- [Source records]:
PR #4793, opened 2025-03-14
[svsim] Add coverage collection to VCS backend

seldridge:
Add VCS backend options to enable coverage collection.  The options for this are taken directly from our internal flow.  I don't think that all these options need to be turned on (e.g., @girishpai indicated that `USE_UNR_ONLY_CONSTRAINTS` isn't load bearing).  However, I'd rather migrate things wholesale and then refactor later.

This includes a very simple test that a coverage database directory is created.  This database is not created if coverage is turned off.

CC: @andrew-gouldey-sifive

#### Release Notes

Add options to svsim VCS backend to allow for coverage collection.

### DIFF
--- a/svsim/src/main/scala/vcs/Backend.scala
+++ b/svsim/src/main/scala/vcs/Backend.scala
@@ -154,12 +154,36 @@ object Backend {
 
   }
 
+  /** Settings for controlling VCS toggle coverage.
+    *
+    * These options map to the `-cm_tgl` option.  Consult the Synopsys VCS user
+    * guide for documentation.
+    */
+  final case class ToggleCoverageSettings(
+    assign:              Boolean = false,
+    portsonly:           Boolean = false,
+    fullintf:            Boolean = false,
+    mda:                 Boolean = false,
+    count:               Boolean = false,
+    structarr:           Boolean = false,
+    modportarr:          Boolean = false,
+    union_excl:          Boolean = false,
+    union_adv:           Boolean = false,
+    unencrypted_signals: Boolean = false,
+    old:                 Boolean = false
+  ) extends PlusSeparated {
+
+    override def name = "cm_tgl"
+
+  }
+
   case class CompilationSettings(
     xProp:                       Option[CompilationSettings.XProp] = None,
     randomlyInitializeRegisters: Boolean = false,
     traceSettings:               CompilationSettings.TraceSettings = CompilationSettings.TraceSettings(),
     simulationSettings:          SimulationSettings = SimulationSettings(),
     coverageSettings:            CoverageSettings = CoverageSettings(),
+    toggleCoverageSettings:      ToggleCoverageSettings = ToggleCoverageSettings(),
     licenceExpireWarningTimeout: Option[Int] = None,
     archOverride:                Option[String] = None,
     waitForLicenseIfUnavailable: Boolean = false
--- a/svsim/src/main/scala/vcs/Backend.scala
+++ b/svsim/src/main/scala/vcs/Backend.scala
@@ -177,6 +177,20 @@ object Backend {
 
   }
 
+  /** Settings for controlling VCS branch coverage.
+    *
+    * These options map to the `-cm_branch` option.  Consult the Synopsys VCS
+    * user guide for documentation of this option.
+    */
+  final case class BranchCoverageSettings(
+    values:               Boolean = false,
+    ignoreMissingDefault: Boolean = false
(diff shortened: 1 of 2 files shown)


svsim/src/main/scala/vcs/Backend.scala
```diff
@@ -96,11 +96,60 @@ object Backend {
...
+  // Note: This case class is being clever and re-using the names of the
+  // elements as the names of the options.  This makes these very terse, but
+  // they then match, exactly, the documentation in the VCS manual.
+  final case class CoverageSettings(
+    line:   Boolean = false,
+    cond:   Boolean = false,
+    fsm:    Boolean = false,
+    tgl:    Boolean = false,
+    branch: Boolean = false,
+    assert: Boolean = false
```
jackkoenig, line 120: Given in all likelihood there will be other options added, I would not make this a case class because then adding any argument breaks source (and binary) compatibility. Using a private case class is fine but I'd make the public APIs simpler.

svsim/src/main/scala/vcs/Backend.scala
```diff
@@ -96,11 +96,60 @@ object Backend {
...
+  ) {
+    def compileFlags: Seq[String] = productElementNames.zip(productIterator).flatMap {
+      case (_, false)   => None
+      case (name, true) => Some(name)
+    } match {
+      case coverageTypes if !coverageTypes.isEmpty =>
```
jackkoenig, line 126: It's a bit nitty but I'd just assign to a val named `coverageTypes` and then have an `if` rather than matching.

svsim/src/main/scala/vcs/Backend.scala
```diff
@@ -96,11 +96,60 @@ object Backend {
...
+        // if you want all these options this should be handled with an omnibus
+        // setting.
+        (Seq(
+          "-cm"
+        ) :+ coverageTypes.mkString("+") :+
+          "+define+FIRRTL_BEFORE_INITIAL=// VCS coverage off" :+
+          "+define+FIRRTL_AFTER_INITIAL=// VCS coverage on" :+
+          "+define+USE_UNR_ONLY_CONSTRAINTS") ++ Option.when(line || tgl)("-cm_seqnoconst") ++
+          Option.when(tgl)(Seq("-cm_tgl", "portsonly")).toSeq.flatten ++
+          Option.when(branch)(Seq("-cm_branch", "ignoreMissingDefault")).toSeq.flatten
```
jackkoenig, line 142: This confuses me a bit, so if `tgl` is `true`, we you get both: `-cm +tgl` and `-cm_cgl portsonly`?

seldridge: It confused me, too... However, this is the set of internal options.

How about this? I'll break these out into individual options and then bridge them internally.

seldridge: I backed this out and the options now are transparently mapped to their VCS options in https://github.com/chipsalliance/chisel/pull/4793/commits/9559742ab5bd4042c3a75b36ba692458a795a3cc.

A consideration is that we generally do not expose options this way for Chisel/firtool. Those, we happily make them `Array[String]` and let the user get it correct. With svsim, we already started down the path of type-safe options. Given the large amount of VCS options, we can either add these on demand as needed, or we could switch to the `Array[String]` approach for backend options.

There is some benefit to the `Array[String]` approach in that backends no longer have different option types. However, it's more stringy.

svsim/src/main/scala/vcs/Backend.scala
seldridge: Fixed in: https://github.com/chipsalliance/chisel/pull/4793/commits/a8b4257e1297c647a0539ab8156513a9f2fef997

svsim/src/main/scala/vcs/Backend.scala
jackkoenig: I honestly would prefer less string-y arguments for Chisel and firtool, but am certainly not going to let the perfect be the enemy of the good on doing that for VCS coverage options and just leaving the Chisel and firtool options as `Array[String]` for the time being.

One tricky bit about structured types is that you probably want some form of parsing into your type which using `Array[String]` allows you to gloss over (this was a nice thing about how we/you did options annotations), but again, I still think this is good as is.

jackkoenig (approved):
LGTM!

seldridge:
I will do a rebase and then land the three logical commits here individually.

PR #4796, opened 2025-03-14
[svsim][chiselsim] Add plusarg support

seldridge:
Add the ability to set `$value$plusarg` and `$test$plusargs` directly from
ChiselSim simulate APIs.  These can be specified using the lower level
options to the simulator or via the implicit common/backend-specific
options.  However, this new API is the intended way that these should be
set by the user going forward.

Add the ability to pass plusargs to svsim simulations.

Note: there is some ugliness here in that simulation options are passed to functions that are doing "compilation".  This is a software architecture problem in svsim as evidenced by backend compilation options including runtime options (for VCS).  This all needs to be cleaned up separately.

#### Release Notes

Add support for Verilog `$value$plusargs` and `$test$plusargs` to svsim and ChiselSim.

### DIFF
--- a/svsim/src/main/scala/Backend.scala
+++ b/svsim/src/main/scala/Backend.scala
@@ -13,6 +13,38 @@ object CommonSettingsModifications {
 
 // -- Compilation Settings
 
+/** Backend-independent simulation runtime settings
+  *
+  * @note Use [[CommonSimulationSettings$]] methods to create objects of this
+  * class.
+  */
+final class CommonSimulationSettings private[svsim] (
+  val plusArgs: Seq[PlusArg]
+) {
+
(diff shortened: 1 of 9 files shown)


svsim/src/main/scala/Backend.scala
```diff
@@ -77,6 +110,15 @@ object CommonCompilationSettings {
   }
 }
 
+final class PlusArg(
```
jackkoenig, line 113: Could use a small ScalaDoc

jackkoenig (approved):
LGTM, one minor suggestion

svsim/src/main/scala/Backend.scala
seldridge: Fixed in the rebase.

PR #4797, opened 2025-03-15
[chiselsim] Add CLI FSDB, VPD support, enable waves (VCD, too)

seldridge:
Change the existing VCD waveform CLI API to _also_ enable waves. There was enough infrastructure there to do this and this is actually a way better API.

Add FSDB and VPD CLI emission. These require VCS and will throw an `IllegalArgumentException` if you try to use them with Verilator.

#### Release Notes

- Add ChiselSim traits which can be used to add Scalatest CLI support for compiling in FSDB and VPD waveform support into a test.
- Modify existing Scalatest CLI traits to both compile _and enable_ waves. These can be accessed with `-DemitVcd=1`, `-DemitVpd=1`, and `-DemitFsdb=1`.


jackkoenig (approved):
LGTM!

PR #334, opened 2017-03-18
Bug 1664405: Change default for innodb_checksum_algorithm in 2.4

gl-sergei:
MySQL 5.6 using "INNODB" checksums for datafiles pages which is slow.
MySQL 5.7 using CRC32-C hecksums for datafiles pages which can be
accelerated using Intel's crc32 instructions. xtrabackup defaults to
INNODB. When xtrabackup found checksum mismatch it trying another
algorithm. As a result when xtrabackup copies MySQL 5.7 datafile it
calculates two checkums for each page.

With this patch xtrabackup in backup mode will try to read checksum
algorithm from running server. In prepare mode it will try to guess
checksum algorithm looking at redo log format when it is not found in
`backup-my.cnf`.

### DIFF
--- a/storage/innobase/include/xb0xb.h
+++ b/storage/innobase/include/xb0xb.h
@@ -32,6 +32,7 @@ typedef enum {REDO_LOG_V0, REDO_LOG_V1} redo_log_version_t;
 extern ulint redo_log_version;
 
 extern bool innodb_log_checksum_algorithm_specified;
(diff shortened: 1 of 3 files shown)


gl-sergei:
http://jenkins.percona.com/view/PXB%202.4/job/percona-xtrabackup-2.4-param/143/

VasilyNemkov (commented):
Looks good

PR #335, opened 2017-03-18
Use hardware accelerated CRC32

gl-sergei:
Blueprint:

<https://blueprints.launchpad.net/percona-xtrabackup/+spec/use-hw-crc32>

xtrabackup is using CRC32 in two places:

-   when producing and reading xbstream format
-   when producing and reading xbcrypt format

Since both places are pure xtrabackup, this patch simply replaces
invocation of `crc32` with `crc32_iso3309` without touching server
code.

`crc32_iso3309` invokes hardware optimized CRC32 implementation taken
from `libgrypt` when `PCLMUL` instruction is available. When `PCLMUL`
isn't available, it falls back to software CRC32 from Zlib.

### DIFF
--- a/storage/innobase/xtrabackup/src/CMakeLists.txt
+++ b/storage/innobase/xtrabackup/src/CMakeLists.txt
@@ -18,6 +18,7 @@ INCLUDE(curl)
 INCLUDE(libev)
 
 ADD_SUBDIRECTORY(libarchive)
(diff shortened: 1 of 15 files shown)


gl-sergei:
http://jenkins.percona.com/view/PXB%202.3/job/percona-xtrabackup-2.3-param/251/

VasilyNemkov (approved):
Looks good

PR #340, opened 2017-03-24
Bug 1089681: xtrabackup export - support tables with more than 31 ind…

VasilyNemkov:
…exes

On export, .exp-file generation is explicitly aborted if table has more
than 31 index, this also aborts generation of .cfg file;
The fix is to generate .cfg first, and then try to generate .exp (which
still may fail).


VasilyNemkov:
Jenkins param-build: http://jenkins.percona.com/view/PXB%202.3/job/percona-xtrabackup-2.3-param/263/

gl-sergei (approved):
Looks good. Please submit 2.4 version before merging this one

PR #345, opened 2017-03-28
Added option decrypt for xbstream

gl-sergei:
Blueprint <https://blueprints.launchpad.net/percona-xtrabackup/+spec/xbstream-decrypt>

Added options:
   --decrypt=ALGO
   --encrypt-threads=N
   --encrypt-key=KEY
   --encrypt-key-file=KEYFILE

Implemented by adding datasink ds_decrypt and using it when extracting
files ending with .xbcrypt


storage/innobase/xtrabackup/src/ds_decrypt.c
```diff
@@ -0,0 +1,845 @@
...
+static void destroy_worker_threads(crypt_thread_ctxt_t *threads, uint n);
+static void *decrypt_worker_thread_func(void *arg);
+
+static const uint encrypt_mode = GCRY_CIPHER_MODE_CTR;
+static uint encrypt_key_len = 0;
+static size_t encrypt_iv_len = 0;
+
+static
+ds_ctxt_t *
+decrypt_init(const char *root)
```
VasilyNemkov: This function looks almost identical to **`encrypt_init()`** from **`ds_encrypt.c`**, I suggest moving common code to the general-purpose function, say `my_bool gcrypt_init(unit algo, const char* encryption_key, const char* encryption_key_file)`.

storage/innobase/xtrabackup/src/ds_decrypt.c
```diff
@@ -0,0 +1,845 @@
...
+
+	destroy_worker_threads(crypt_ctxt->threads, crypt_ctxt->nthreads);
+
+	my_free(ctxt->root);
+	my_free(ctxt);
+}
+
+static
+crypt_thread_ctxt_t *
+create_worker_threads(uint n)
```
VasilyNemkov, line 543: There are several issues with this function.
First - it looks almost identical to the **`create_worker_threads()`** from **`ds_encrypt.c`**
Second - memory (`threads`), mutexes, condition variables and cipher handles do leak if N-th thread initialization fails, since there is no cleanup code after **`err:`** label.

storage/innobase/xtrabackup/src/ds_decrypt.c
```diff
@@ -0,0 +1,845 @@
...
+
+	return threads;
+
+err:
+	return NULL;
+}
+
+static
+void
+destroy_worker_threads(crypt_thread_ctxt_t *threads, uint n)
```
VasilyNemkov, line 598: This one too, looks almost identical to the `destroy_worker_threads()` from `ds_encrypt.c`.

storage/innobase/xtrabackup/src/ds_decrypt.c
```diff
@@ -0,0 +1,845 @@
...
+	checksum = crc32(0, thd->from, thd->from_len);
+	if (checksum != checksum_exp) {
+		msg("%s:%s invalid checksum at offset 0x%llx, "
+		    "expected 0x%lx, actual 0x%lx.\n", my_progname,
+		    __FUNCTION__, thd->offset, checksum_exp, checksum);
+		result = XB_CRYPT_READ_ERROR;
+		goto exit;
+	}
+
+	thd->offset += thd->from_len;
```
VasilyNemkov, line 308: IMO bookkeeping **`thd->offset`** is tedious and error prone, can we just do `thd->offset += *bytes_processed` before returning anything to the invoker?

storage/innobase/xtrabackup/src/ds_decrypt.c
```diff
@@ -0,0 +1,845 @@
...
+
+
+	file = (ds_file_t *) my_malloc(sizeof(ds_file_t) +
+				       sizeof(ds_decrypt_file_t),
+				       MYF(MY_FAE|MY_ZEROFILL));
+
+	crypt_file = (ds_decrypt_file_t *) (file + 1);
+
+	/* Remove the .xbcrypt extension from the filename */
+	strcpy(new_name, path);
```
VasilyNemkov: Consider using `strncpy()`

storage/innobase/xtrabackup/src/ds_decrypt.c
```diff
@@ -0,0 +1,845 @@
...
+
+#define CHECK_BUF_SIZE(ptr, size, buf, len) \
+	if (ptr + size - buf > (ssize_t) len) { \
+		result = XB_CRYPT_READ_INCOMPLETE; \
+		goto exit; \
+	}
+
+static
+xb_rcrypt_result_t
+parse_xbcrypt_chunk(crypt_thread_ctxt_t *thd, const uchar *buf, size_t len,
```
VasilyNemkov, line 183: This looks similar to **`xb_crypt_read_chunk()`** from **`xbcrypt_read.c`**

VasilyNemkov (changes requested):
Please update existing code instead of copying it. There are at least 4 good candidates for update/move generic code to shared functions :
- decrypt_init()
- parse_xbcrypt_chunk()
- create_worker_threads()
- destroy_worker_threads()

storage/innobase/xtrabackup/src/ds_decrypt.c
gl-sergei: agree with this one

storage/innobase/xtrabackup/src/ds_decrypt.c
gl-sergei: Code is written with assumption that path is no longer than FN_REFLEN. However I agree that strncpy is safer choice.

storage/innobase/xtrabackup/src/ds_decrypt.c
gl-sergei: Offset is used only in `parse_xbcrypt_chunk` in order to print error message. Incrementing it once simply doesn't work for that purpose.

storage/innobase/xtrabackup/src/ds_decrypt.c
gl-sergei: Same pattern with worker threads is common for ds_encrypt, ds_decrypt and ds_compress. Lets leave it as it is for now.

storage/innobase/xtrabackup/src/ds_decrypt.c
gl-sergei: Best way is to rewrite xbcrypt to use ds_decrypt. I logged https://blueprints.launchpad.net/percona-xtrabackup/+spec/xbcrypt-ds-decrypt for it.

storage/innobase/xtrabackup/src/ds_decrypt.c
gl-sergei: For separating threadpool from datasink logged https://blueprints.launchpad.net/percona-xtrabackup/+spec/datasink-threadpool

PR #347, opened 2017-03-30
Bug1089681: xtrabackup export - support tables with more than 31 indexes

VasilyNemkov:
On export, .exp-file generation is explicitly aborted if table has more
than 31 index, this also aborts generation of .cfg file;
The fix is to generate .cfg first, and then try to generate .exp (which
still may fail).


gl-sergei (approved):
Looks good to me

- [What the exercise asks]:
From the data above, show each line that contains "CMakeLists".

- [Written response]:
--- a/storage/innobase/xtrabackup/src/CMakeLists.txt
+++ b/storage/innobase/xtrabackup/src/CMakeLists.txt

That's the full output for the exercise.